Now find the weight of the lightest gear and subtract it from all 13 gears. This gives us a set of 13 gears that still fulfill the conditions of the problem (though one or more of them now has zero weight). But now we know that each gear has an even weight: If all had originally been even, then we’ve subtracted an even number to produce an even number. And if all were originally odd, then we’ve subtracted odd from odd to produce even.
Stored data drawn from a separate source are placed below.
Issue #586, opened 2018-03-13
net.sf.jsqlparser.JSQLParserException about index issue


Hackeruncle:
VERSION: 1.1
**SQL:**
CREATE TABLE biz_add_fee (
  id bigint(20) NOT NULL AUTO_INCREMENT,
  operation_time timestamp ,
  warehouse_code varchar(32) ,
  customerid varchar(32) ,
  fees_type varchar(32),
  external_no varchar(128) ,
  PRIMARY KEY (id),
  UNIQUE KEY operation_time (operation_time)
) ;

ALTER TABLE BIZ_ADD_FEE DROP INDEX OPERATION_TIME , 
ADD UNIQUE INDEX OPERATION_TIME (OPERATION_TIME, WAREHOUSE_CODE, CUSTOMERID, FEES_TYPE, EXTERNAL_NO) USING BTREE;

**Error:**
net.sf.jsqlparser.JSQLParserException

PraTrick:
Created [PR-752](https://github.com/JSQLParser/JSqlParser/pull/752)

PR #752, opened 2019-02-17
Added support for DROP INDEX, ADD UNIQUE INDEX, ALGORITHM and USING

PraTrick:
Fix handles the following cases: 1) DROP INDEX 2) ADD UNIQUE INDEX 3) ALGORITHM 4) USING <index type>

> `ALTER TABLE biz_add_fee DROP INDEX operation_time, ADD UNIQUE INDEX operation_time (`operation_time`, `warehouse_code`, `customerid`, `fees_type`, `external_no`) USING BTREE, ALGORITHM = INPLACE`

Now, since each gear has even weight, we can divide the weight of each gear by 2 to obtain another set of 13 gears that still fulfills the conditions of the problem. If all the original gears had the same weight, we can continue to divide by 2 repeatedly without a problem: With each division, we produce a new set that satisfies the conditions, and every gear’s weight will have the same parity, even or odd. But if the original group of gears contained gears of differing weights, then repeated division by 2 will eventually produce a situation in which some weights are even and some odd. No such set can satisfy the original conditions of the problem. So all the original gears must have had the same weight.